_Work item_
Please copy exactly the lines from the top of the data through the line containing "### Describe the bug", and nothing else.
═════ Given entries
PR #17092, opened 2025-11-30
Fix http get panic

### LINKED ISSUE #17090: http get panic sometimes
### Bug report form

### Describe the bug

The `http get` command panics with an "index out of bounds" error in `ureq-proto` when accessing certain URLs, such as `https://www.google.com`. Other URLs like `https://1.1.1.1` work correctly. It affects using the gemini api but not the claude api.

Panic message:
```
  ├─▶ at /home/kira/.cargo/registry/src/index.crates.io-1949cf8c6b5b557f/ureq-proto-0.4.2/src/util.rs:165:9
  ╰─▶ index out of bounds: the len is 16 but the index is 16
```

### How to reproduce

Run the following command in Nushell:
```nu
http get https://www.google.com
```

### Expected behavior

The command should successfully retrieve and display the content of the URL, or return a proper error message if the request fails, without crashing/panicking the shell.

### Configuration

| version              | 0.109.0                                                                                   |
| rust_version         | rustc 1.91.1 (ed61e7d7e 2025-11-07)                                                       |
| rust_channel         | stable-x86_64-unknown-linux-gnu                                                           |
| cargo_version        | cargo 1.91.1 (ea2d97820 2025-10-10)                                                       |
| build_time           | 2025-11-29 20:16:41 -03:00                                                                |
| features             | default, mcp, network, plugin, rustls-tls, sqlite, system-clipboard, trash-support        |
| installed_plugins    | formats 0.109.0, gstat 0.109.0, inc 0.109.0, polars 0.109.0, query 0.109.0                |

hustcer:
This PR should fixes #17090 

I came across this issue here too: https://github.com/hustcer/setup-moonbit/actions/runs/19792590999/job/56708087330

**Root Cause**
The custom DnsLookupResolver in nushell iterates through all addresses returned by [dns_lookup::getaddrinfo()](vscode-file://vscode-app/Applications/Visual%20Studio%20Code.app/Contents/Resources/app/out/vs/code/electron-browser/workbench/workbench.html) and pushes them into a [ResolvedSocketAddrs](vscode-file://vscode-app/Applications/Visual%20Studio%20Code.app/Contents/Resources/app/out/vs/code/electron-browser/workbench/workbench.html), which is an ArrayVec<SocketAddr, 16> with a fixed capacity of 16 elements.

When a domain resolves to more than 16 addresses (common for CDN-backed domains with multiple IPv4 + IPv6 addresses), the push() call causes a panic due to ArrayVec overflow.

### Fix `http get` domain overflow

The dns resolution #17030 implemented in v0.109.0 for `http get` could overflow an array for domains with a lot of resolved IPs. This is fixed now by truncating the resolved IP amount.

## Tasks after submitting

- [ ] **I think we should make a patch release**

### DIFF
--- a/crates/nu-command/src/network/http/resolver.rs
+++ b/crates/nu-command/src/network/http/resolver.rs
@@ -3,15 +3,9 @@ use std::{borrow::Cow, error, fmt, io};
 use http::Uri;
 use ureq::{
     config::Config,
-    unversioned::{
-        resolver::{ResolvedSocketAddrs, Resolver},
-        transport::NextTimeout,
-    },
+    unversioned::resolver::{ArrayVec, ResolvedSocketAddrs, Resolver},
+    unversioned::transport::NextTimeout,
 };
-
-/// Maximum addresses that ResolvedSocketAddrs (ArrayVec<SocketAddr, 16>) can hold.
-/// This must match the capacity defined in ureq's resolver module.
-const MAX_RESOLVED_ADDRS: usize = 16;
 
 #[derive(Debug)]
 pub struct DnsLookupResolver;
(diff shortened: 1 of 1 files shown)


sgvictorino (changes requested):
Maybe we can avoid duplicating the constant with something like:

```rust
fn capacity_of<T, const N: usize>(
    _: &ureq::unversioned::resolver::ArrayVec<T, N>,
) -> usize {
    N
}
```

cptpiepmatz:
> Maybe we can avoid duplicating the constant with something like:
> 
> ```rust
> fn capacity_of<T, const N: usize>(
>     _: &ureq::unversioned::resolver::ArrayVec<T, N>,
> ) -> usize {
>     N
> }
> ```

That's very smart, I like that.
══════════
_Response to this task_
PR #17092, opened 2025-11-30
Fix http get panic

### LINKED ISSUE #17090: http get panic sometimes
### Bug report form

### Describe the bug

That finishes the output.